This strange but charming film concerns a deliberately unfaithful wife and her equally forgiving husband. I suspect that the film may have been quite controversial for the time, notably because of its blithe treatment of infidelity in the bourgeois class. Casting Deborah Kerr as the wayward wife certainly helped me be more sympathetic for an essentially unsympathetic character, as was casting an oily and slick Robert Mitchum as her lover. Cary Grant, who originally turned down the part, brings his unflappable dignity to the role of the husband – one cannot call him cuckolded, as he runs his half of the relationship with a sure hand.

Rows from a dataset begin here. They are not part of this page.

PR #3, opened 2020-05-19
add Rabbitmq/amqp source

sbcd90:
This source integrates Knative eventing with Rabbitmq which supports AMQP protocol. The RabbitmqSource has the ability to consume messages that are emitted from a Rabbitmq Producer using AMQP protocol. After consuming a message, the RabbitmqSource will post the retrieved value to an assigned sink such as a channel or service.

This RabbitmqSource has the following features:

Supports Basic Authentication
Supports pub/sub, routing keys & topic based messaging


source/pkg/reconciler/rabbitmqsource.go
```diff
@@ -0,0 +1,241 @@
...
+	duckv1 "knative.dev/pkg/apis/duck/v1"
+	"knative.dev/pkg/logging"
+	pkgLogging "knative.dev/pkg/logging"
+	"knative.dev/pkg/metrics"
+	pkgreconciler "knative.dev/pkg/reconciler"
+	"knative.dev/pkg/resolver"
+)
+
+const (
+	raImageEnvVar              		= "RABBITMQ_RA_IMAGE"
```
vaikas, line 48: nit, indent is off here and few other places. Maybe run go fmt?

source/pkg/reconciler/rabbitmqsource.go
```diff
@@ -0,0 +1,241 @@
...
+	loggingContext		context.Context
+	loggingConfig 		*pkgLogging.Config
+	metricsConfig 		*metrics.ExporterOptions
+
+	sinkResolver		*resolver.URIResolver
+}
+
+var _ reconcilerrabbitmqsource.Interface  = (*Reconciler)(nil)
+
+func (r *Reconciler) ReconcileKind(ctx context.Context, src *v1alpha1.RabbitmqSource) pkgreconciler.Event {
```
vaikas, line 93: Don't you also need to have FinalizeKind for any cleanup? Just jotting this down so I don't forget :)

source/pkg/reconciler/resources/receive_adapter.go
```diff
@@ -0,0 +1,181 @@
...
+	}
+
+	return &v1.Deployment{
+		ObjectMeta: metav1.ObjectMeta{
+			Name:         utils.GenerateFixedName(args.Source, fmt.Sprintf("rabbitmqsource-%s", args.Source.Name)),
+			Namespace:    args.Source.Namespace,
+			GenerateName: fmt.Sprintf("%s-", args.Source.Name),
+			Labels:       args.Labels,
+			OwnerReferences: []metav1.OwnerReference{
+				*kmeta.NewControllerRef(args.Source),
```
vaikas, line 152: if this is the only thing you create then you don't need finalize, ack 👍

source/pkg/reconciler/resources/receive_adapter.go
```diff
@@ -0,0 +1,181 @@
...
+			Value: args.Source.Spec.Topic,
+		},
+		{
+			Name: "RABBITMQ_USER",
+			ValueFrom: &corev1.EnvVarSource{
+				SecretKeyRef: args.Source.Spec.User.SecretKeyRef,
+			},
+		},
+		{
+			Name: "RABBITMQ_PASSWORD",
```
vaikas, line 58: it would be better if creds came from a mounted volume, see the comment earlier about bindings.

source/pkg/reconciler/resources/receive_adapter.go
```diff
@@ -0,0 +1,181 @@
...
+		},
+		Spec: v1.DeploymentSpec{
+			Selector: &metav1.LabelSelector{
+				MatchLabels: args.Labels,
+			},
+			Replicas: &replicas,
+			Template: corev1.PodTemplateSpec{
+				ObjectMeta: metav1.ObjectMeta{
+					Annotations: map[string]string{
+						"sidecar.istio.io/inject": "true",
```
vaikas, line 163: Do we really want to inject istio always?

go.mod
```diff
@@ -0,0 +1,30 @@
+module knative.dev/eventing-rabbitmq
+
+go 1.13
+
+require (
+	github.com/cloudevents/sdk-go v1.2.0
+	github.com/cloudevents/sdk-go/v2 v2.0.0-RC4
+	github.com/google/ko v0.5.1 // indirect
+	github.com/robfig/cron v1.2.0 // indirect
+	github.com/sbcd90/wabbit v0.0.0-20190419210920-43bc2261e0e0
```
markfisher, line 10: will the changes on your fork be merged into the main project?

hack/OWNERS
```diff
@@ -0,0 +1,10 @@
+# The OWNERS file is used by prow to automatically merge approved PRs.
+
+approvers:
+- productivity-approvers
```
markfisher, line 4: should this be eventing approvers, at least initially?

hack/release.sh
```diff
@@ -0,0 +1,52 @@
+#!/usr/bin/env bash
+
+# Copyright 2018 The Knative Authors
```
markfisher, line 3: 2020

hack/release.sh
```diff
@@ -0,0 +1,52 @@
...
+export GO111MODULE=on
+
+# Yaml files to generate, and the source config dir for them.
+declare -A COMPONENTS
+COMPONENTS=(
+  ["rabbitmq.yaml"]="source/config"
+)
+readonly COMPONENTS
+
+function build_release() {
```
markfisher, line 31: this is still referring to `contrib.eventing`

hack/update-codegen.sh
```diff
@@ -0,0 +1,59 @@
+#!/usr/bin/env bash
+
+# Copyright 2018 The Knative Authors
```
markfisher, line 3: 2020

hack/update-deps.sh
```diff
@@ -0,0 +1,66 @@
+#!/usr/bin/env bash
+
+# Copyright 2018 The Knative Authors
```
markfisher, line 3: 2020

source/PROJECT
```diff
@@ -0,0 +1,3 @@
+version: "1"
+domain: eventing.knative.dev
+repo: knative.dev/eventing-contrib
```
markfisher, line 3: should be `eventing-rabbitmq`

source/config/201-clusterrole.yaml
```diff
@@ -0,0 +1,82 @@
...
+apiVersion: rbac.authorization.k8s.io/v1
+kind: ClusterRole
+metadata:
+  name: eventing-sources-rabbitmq-controller
+  labels:
+    contrib.eventing.knative.dev/release: devel
+rules:
+
+  - apiGroups:
+      - sources.knative.dev
```
markfisher, line 24: should projects in the sandbox continue to use the common api groups or define their own?
cc @vaikas @evankanderson

source/pkg/adapter/adapter.go
```diff
@@ -0,0 +1,351 @@
...
+		httpMessageSender: httpMessageSender,
+		reporter:		   reporter,
+		logger: 		   logger,
+		context: 		   ctx,
+	}
+}
+
+func (a *Adapter) CreateConn(User string, Password string, logger *zap.Logger) (*amqp.Conn, error) {
+	if User != "" && Password != "" {
+		a.config.Brokers = fmt.Sprintf("amqp://%s:%s@%s", a.config.User, a.config.Password, a.config.Brokers)
```
markfisher, line 108: This will be logged in plaintext.

source/pkg/adapter/adapter.go
```diff
@@ -0,0 +1,351 @@
...
+				},)
+			if err != nil {
+				logger.Error(err.Error())
+				return nil, err
+			}
+		}
+	} else {
+		err = (*ch).QueueBind(
+			queue.Name(),
+			"",
```
markfisher, line 212: should be passing the `QueueConfig.RoutingKey` here, right?

source/pkg/adapter/adapter.go
```diff
@@ -0,0 +1,351 @@
...
+	req, err := a.httpMessageSender.NewCloudEventRequest(a.context)
+	if err != nil {
+		return err
+	}
+
+	event := cloudevents.NewEvent()
+
+	event.SetID(msg.MessageId())
+	event.SetTime(msg.Timestamp())
+	event.SetType(sourcesv1alpha1.RabbitmqEventType)
```
markfisher, line 292: Maybe not in this initial PR, but there would ideally be a way for a user header to specify the event type (since rabbitmq is typically just going to be the transport, not the "type"). This might lead to a discussion of a CloudEvent binding for amqp 0.91.

source/pkg/apis/sources/v1alpha1/rabbitmq_types.go
```diff
@@ -0,0 +1,169 @@
...
+	NoWait           bool   `json:"nowait,omitempty"`
+}
+
+type RabbitmqSourceSpec struct {
+	// Brokers are the Rabbitmq servers the consumer will connect to.
+	// +required
+	Brokers string `json:"brokers"`
+	// Topic topic to consume messages from
+	// +required
+	Topic   string `json:"topic,omitempty"`
```
markfisher, line 113: why is this here? aren't message consumed from the Queue that is bound to the Exchange?

source/pkg/reconciler/resources/receive_adapter.go
markfisher: well, there will also typically be resources created on the RabbitMQ cluster as well (Exchange and Queue, unless they were pre-existing) and the Binding from the Exchange to the Queue. Those need to be cleaned up on deletion as well, and the Binding might need to be replaced if there is an update to source properties that affect it

source/config/201-clusterrole.yaml
evankanderson: Good question. There's been some [discussion about that in the TOC and Steering](https://docs.google.com/document/d/1e0PpX4uUaaolF7k5p05ZK_ScjpS5VRiK5y8cCg4oH7Q/edit#heading=h.ya000o6lypo9); the current proposal is to use a separate domain for the CRD APIs, but I don't think we have such a subdomain yet.

In this case, I'd suggest begging forgiveness and alignment with the other sources.

source/pkg/reconciler/resources/receive_adapter.go
vaikas: Yeah, that's why I tagged it first above since I was expecting there to be some sort of cleanup necessary, but I must have missed (as I said, just the first pass) on what other cleanup needs to happen. Maybe you could add a comment in the PR at the location where the creation of resources happens that need to get cleaned up, so it won't get lost?

source/pkg/adapter/adapter.go
```diff
@@ -0,0 +1,351 @@
...
+	}
+
+	return a.PollForMessages(&ch, queue, stopCh)
+}
+
+func (a *Adapter) StartAmqpClient(ch *wabbit.Channel) (*wabbit.Queue, error) {
+	logger := a.logger
+	exchangeConfig := fillDefaultValuesForExchangeConfig(&a.config.ExchangeConfig, a.config.Topic)
+
+	err := (*ch).ExchangeDeclare(
```
markfisher, line 166: Perhaps the lifecycle of these resources (Exchange, Queue and the Bindings below) should be managed by the reconciler? That would allow for updates/deletes to occur there as well. This code could then be changed to use "passive" versions of the declare operations.

As far as I can tell, in the current implementation, even if a Source resource is deleted, these resources will remain (which means the Queue continues to receive messages via the Binding).

vaikas: Cool, thanks 👍

vaikas:
@sbcd90 Do you have a rough idea when you might be able to take a spin at the suggestions, or what do you think about them?

sbcd90:
@vaikas , thanks a lot for pinging me. i should be able to address most of them by this weekend i.e. May 31st.

sbcd90:
Hi @vaikas , @markfisher , Thanks a lot for your review comments. I have addressed the smaller ones while the big changes are still not resolved.
Is it possible that this PR is merged & new issues are created based on the remaining comments & I keep on creating individual PRs for them. It will be easier for me.
Please let me know.

vaikas:
/lgtm
/approve

Sure thing, let's get this in and then work through things in follow up PRs 👍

One can’t help but cheer him on as he brings humor, sadness, jealousy and just enough seriousness to the role. The film is saved from sentimentality and heavy-handed moralizing by the equally sure hand of the director Stanley Donen, who doesn’t take the little foibles of the bourgeois class too seriously. It’s fitting that the film is partly scored by Noël Coward, the British über-chronicler of the privileged class.

The bright spot in the film is Jean Simmons as the family’s doubly-complicit friend Hattie, clad head-to-toe in Christian Dior and swilling gin cocktails with charming insouciance.

The Grass is Greener. Dir. Stanley Donen. Granson Productions, Ltd, 1962.